▸ WORK REQUIRED: With the records below as your source, retype each line exactly from the top down to the line that contains "Unsets the R_HOME", and include that line.
MATERIAL TO PROCESS: Begin
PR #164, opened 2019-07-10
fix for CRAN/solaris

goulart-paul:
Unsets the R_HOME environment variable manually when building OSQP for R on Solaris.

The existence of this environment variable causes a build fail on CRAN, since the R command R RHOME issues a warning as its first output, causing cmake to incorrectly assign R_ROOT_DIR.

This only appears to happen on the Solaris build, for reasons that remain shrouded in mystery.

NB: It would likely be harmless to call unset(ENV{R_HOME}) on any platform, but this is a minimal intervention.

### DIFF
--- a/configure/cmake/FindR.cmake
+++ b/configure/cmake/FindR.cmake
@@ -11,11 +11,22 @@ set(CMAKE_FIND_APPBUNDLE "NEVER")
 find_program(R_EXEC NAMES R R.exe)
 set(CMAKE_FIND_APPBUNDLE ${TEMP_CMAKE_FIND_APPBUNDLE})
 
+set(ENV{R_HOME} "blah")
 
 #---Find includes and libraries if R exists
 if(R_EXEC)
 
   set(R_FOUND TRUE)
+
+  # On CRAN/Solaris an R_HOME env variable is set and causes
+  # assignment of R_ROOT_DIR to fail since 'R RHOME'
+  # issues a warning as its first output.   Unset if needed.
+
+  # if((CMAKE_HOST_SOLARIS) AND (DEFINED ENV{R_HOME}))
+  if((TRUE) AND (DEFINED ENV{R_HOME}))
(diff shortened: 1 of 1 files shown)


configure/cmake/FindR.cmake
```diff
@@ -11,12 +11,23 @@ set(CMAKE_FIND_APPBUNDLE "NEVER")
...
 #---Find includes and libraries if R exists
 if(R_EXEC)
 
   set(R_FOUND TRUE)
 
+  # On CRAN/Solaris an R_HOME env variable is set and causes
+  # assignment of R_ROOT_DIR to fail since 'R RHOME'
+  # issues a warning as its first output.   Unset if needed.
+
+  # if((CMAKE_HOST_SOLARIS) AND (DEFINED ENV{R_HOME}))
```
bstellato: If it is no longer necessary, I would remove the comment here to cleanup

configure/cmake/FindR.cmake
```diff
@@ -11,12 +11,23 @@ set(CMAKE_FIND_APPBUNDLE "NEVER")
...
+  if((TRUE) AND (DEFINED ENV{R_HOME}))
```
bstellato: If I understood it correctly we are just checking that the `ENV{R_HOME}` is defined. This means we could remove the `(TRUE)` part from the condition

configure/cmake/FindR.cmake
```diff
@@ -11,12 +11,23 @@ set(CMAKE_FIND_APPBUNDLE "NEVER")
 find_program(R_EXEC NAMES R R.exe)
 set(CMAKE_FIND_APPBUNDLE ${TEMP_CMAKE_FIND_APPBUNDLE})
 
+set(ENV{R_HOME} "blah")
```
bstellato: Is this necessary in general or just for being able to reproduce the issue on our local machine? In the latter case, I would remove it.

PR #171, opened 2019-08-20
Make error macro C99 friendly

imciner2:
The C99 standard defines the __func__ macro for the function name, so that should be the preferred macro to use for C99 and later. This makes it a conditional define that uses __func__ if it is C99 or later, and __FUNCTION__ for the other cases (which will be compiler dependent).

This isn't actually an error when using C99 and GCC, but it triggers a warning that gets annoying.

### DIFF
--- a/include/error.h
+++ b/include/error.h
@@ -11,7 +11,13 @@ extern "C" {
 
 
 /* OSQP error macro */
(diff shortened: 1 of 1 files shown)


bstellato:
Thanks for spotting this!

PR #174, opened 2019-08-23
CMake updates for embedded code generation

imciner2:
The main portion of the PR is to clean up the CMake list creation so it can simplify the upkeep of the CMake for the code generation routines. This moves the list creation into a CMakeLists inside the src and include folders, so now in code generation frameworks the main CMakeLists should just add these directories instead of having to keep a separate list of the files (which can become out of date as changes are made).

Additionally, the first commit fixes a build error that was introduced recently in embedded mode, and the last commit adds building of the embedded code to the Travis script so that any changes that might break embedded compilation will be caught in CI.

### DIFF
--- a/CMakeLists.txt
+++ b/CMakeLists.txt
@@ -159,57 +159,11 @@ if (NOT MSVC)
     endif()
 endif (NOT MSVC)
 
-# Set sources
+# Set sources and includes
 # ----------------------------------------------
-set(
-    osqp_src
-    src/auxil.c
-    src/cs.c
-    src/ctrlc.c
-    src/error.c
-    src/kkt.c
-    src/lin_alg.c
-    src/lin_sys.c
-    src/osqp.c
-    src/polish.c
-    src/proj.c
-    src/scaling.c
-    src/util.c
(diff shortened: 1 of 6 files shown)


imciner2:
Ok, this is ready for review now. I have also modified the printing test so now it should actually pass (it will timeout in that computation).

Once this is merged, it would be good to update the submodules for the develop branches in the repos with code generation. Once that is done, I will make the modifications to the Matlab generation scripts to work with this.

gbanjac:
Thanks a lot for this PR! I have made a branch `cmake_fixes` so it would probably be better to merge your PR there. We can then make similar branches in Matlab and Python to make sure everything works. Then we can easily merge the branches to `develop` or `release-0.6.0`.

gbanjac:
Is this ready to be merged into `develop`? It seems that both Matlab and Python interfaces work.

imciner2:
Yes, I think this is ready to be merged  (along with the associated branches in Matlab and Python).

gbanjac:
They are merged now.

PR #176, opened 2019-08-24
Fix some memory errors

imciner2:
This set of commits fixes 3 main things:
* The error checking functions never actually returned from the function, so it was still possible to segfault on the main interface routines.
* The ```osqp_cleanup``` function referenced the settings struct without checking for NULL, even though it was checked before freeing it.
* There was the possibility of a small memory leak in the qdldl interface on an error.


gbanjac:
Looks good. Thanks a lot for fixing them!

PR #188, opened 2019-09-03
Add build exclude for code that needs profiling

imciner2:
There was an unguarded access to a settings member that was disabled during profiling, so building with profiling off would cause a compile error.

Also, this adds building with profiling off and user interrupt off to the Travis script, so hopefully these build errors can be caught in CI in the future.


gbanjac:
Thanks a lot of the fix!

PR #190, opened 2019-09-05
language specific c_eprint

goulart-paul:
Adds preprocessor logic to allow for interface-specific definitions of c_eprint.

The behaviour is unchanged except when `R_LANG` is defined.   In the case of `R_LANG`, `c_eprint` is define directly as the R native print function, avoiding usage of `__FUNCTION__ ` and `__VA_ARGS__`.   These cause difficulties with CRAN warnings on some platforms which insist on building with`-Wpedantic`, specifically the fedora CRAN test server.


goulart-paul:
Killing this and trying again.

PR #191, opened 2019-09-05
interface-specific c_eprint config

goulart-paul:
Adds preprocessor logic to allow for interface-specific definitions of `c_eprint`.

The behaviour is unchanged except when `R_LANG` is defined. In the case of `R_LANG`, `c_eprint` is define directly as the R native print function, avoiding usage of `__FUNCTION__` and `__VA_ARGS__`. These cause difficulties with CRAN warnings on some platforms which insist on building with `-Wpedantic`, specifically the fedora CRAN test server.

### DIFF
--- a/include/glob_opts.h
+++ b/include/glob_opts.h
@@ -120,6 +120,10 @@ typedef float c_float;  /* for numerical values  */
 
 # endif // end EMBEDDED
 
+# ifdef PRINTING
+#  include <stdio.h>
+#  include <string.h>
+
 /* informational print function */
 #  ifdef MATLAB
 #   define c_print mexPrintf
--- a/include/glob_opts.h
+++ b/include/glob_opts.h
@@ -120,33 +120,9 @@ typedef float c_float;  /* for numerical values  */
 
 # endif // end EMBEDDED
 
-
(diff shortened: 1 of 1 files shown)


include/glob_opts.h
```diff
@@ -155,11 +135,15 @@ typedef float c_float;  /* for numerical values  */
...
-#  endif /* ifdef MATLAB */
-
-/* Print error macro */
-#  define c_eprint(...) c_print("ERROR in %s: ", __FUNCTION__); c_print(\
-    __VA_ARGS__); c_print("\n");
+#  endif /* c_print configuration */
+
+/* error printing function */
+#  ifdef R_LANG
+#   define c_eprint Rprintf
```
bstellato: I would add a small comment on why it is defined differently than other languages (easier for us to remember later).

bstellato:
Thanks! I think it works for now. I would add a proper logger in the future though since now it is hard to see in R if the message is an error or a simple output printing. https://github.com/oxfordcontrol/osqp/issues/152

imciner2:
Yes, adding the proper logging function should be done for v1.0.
MATERIAL TO PROCESS: End
▸ EXERCISE RESULT:
PR #164, opened 2019-07-10
fix for CRAN/solaris

goulart-paul:
Unsets the R_HOME environment variable manually when building OSQP for R on Solaris.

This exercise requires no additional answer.